The finished tour weighs under 12KB gzipped on top of your existing bundle. For an Electron app already shipping 80-150MB (Brainhub, 2025), that's a rounding error on download size.
Prerequisites
- Electron 28+ with React 18.2+ in the renderer process
- TypeScript 5.0+ configured
- An existing Electron app scaffolded with Electron Forge or a similar tool
- Context Isolation enabled (the default since Electron 12)
- Basic familiarity with Electron's main/renderer process split
Step 1: install Tour Kit in your renderer
Tour Kit runs entirely in Electron's renderer process, which means it never touches Node.js APIs and works with Context Isolation and nodeIntegration: false out of the box. No preload script modifications are needed because the library operates on standard DOM APIs that Chromium provides to every renderer.
// src/renderer/App.tsx
import { TourProvider } from '@tourkit/react';
function App() {
return (
<TourProvider>
<MainWindow />
</TourProvider>
);
}
export default App;The TourProvider wraps your renderer's React tree exactly like it would in a web app. Because Electron's renderer is Chromium, every React pattern works identically.
One thing to watch: if you're using Electron Forge with webpack, make sure @tourkit/core and @tourkit/react aren't being bundled as externals. They need to ship in your renderer bundle, not get resolved from node_modules at runtime.
Step 2: define your tour steps
Each step targets a DOM element in your renderer's HTML. Use CSS selectors or refs (both work). For Electron apps, we recommend data-tour attributes because they survive component refactors better than class-based selectors.
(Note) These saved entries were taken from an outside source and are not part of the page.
Issue #789, opened 2018-09-10
Re-enable handleDayClick for disabled dates


dewey92:
Hi, thanks for this great library beforehand, I really appreciate your work!

However, there's an issue I'd like to address to you regarding this commit (https://github.com/gpbl/react-day-picker/commit/808da17299653462b4f65b89a40d43f16279cc39#diff-e15d85e29b8c7310cbf7799c62521619) which basically ignores `this.props.onDayClick` when the selected date is disabled. In the application I'm developing, I really want to show a message explaining **why** a particular date is disabled (i.e we don't deliver the product on Sunday, etc) so the end-user can clearly know the reason.

Previously this worked:
```ts
onDayClick = (date: Date, modifiers: DayModifiers) => {
  if (modifiers.disabled) {
    // If user clicks Sunday,
    this.setState({ errMessage: 'No Sunday delivery' });
    // If user clicks 25 Dec
    this.setState({ errMessage: 'No Chrismast delivery' });
    // ...etc

    return;
  }

  this.setState({ errMessage: '' });
};
```

But now it doesn't. So, is there any other way to achieve this?

gpbl:
Yes you are right! That shouldn't have been merged, my bad. Could you revert it? I will do it in the next days otherwise. Thanks!

dewey92:
@gpbl should we close this issue?

gpbl:
Sure! FIx published in `v7.2.4`.

PR #791, opened 2018-09-12
Revert disabled check for handleDayClick

dewey92:
action taken from this issue https://github.com/gpbl/react-day-picker/issues/789 😉


gpbl:
Thanks! Patch will be published in few hours!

// src/renderer/tours/welcome-tour.ts
import type { TourStep } from '@tourkit/core';
export const welcomeTour: TourStep[] = [
{
id: 'sidebar-nav',
target: '[data-tour="sidebar"]',
title: 'Navigation',
content: 'Your projects, settings, and recent files live here.',
},
{
id: 'editor-panel',
target: '[data-tour="editor"]',
title: 'Editor',
content: 'This is where you work. Drag files from the sidebar to open them.',
},
{
id: 'toolbar',
target: '[data-tour="toolbar"]',
title: 'Quick actions',
content: 'Run, debug, and deploy from the toolbar. Keyboard shortcuts are shown on hover.',
},
{
id: 'status-bar',
target: '[data-tour="status-bar"]',
title: 'Status bar',
content: 'Connection status, sync progress, and notifications appear here.',
},
{
id: 'settings-gear',
target: '[data-tour="settings"]',
title: 'Settings',
content: 'Customize themes, keybindings, and integrations.',
},
];Five steps is the sweet spot for a first-run tour. As the Appcues team puts it: "You cannot onboard someone you do not understand. No amount of beautiful illustrations, perfectly laid out screens or tooltips will make up for not clearly understanding users" (Appcues, 2026). Keep it focused.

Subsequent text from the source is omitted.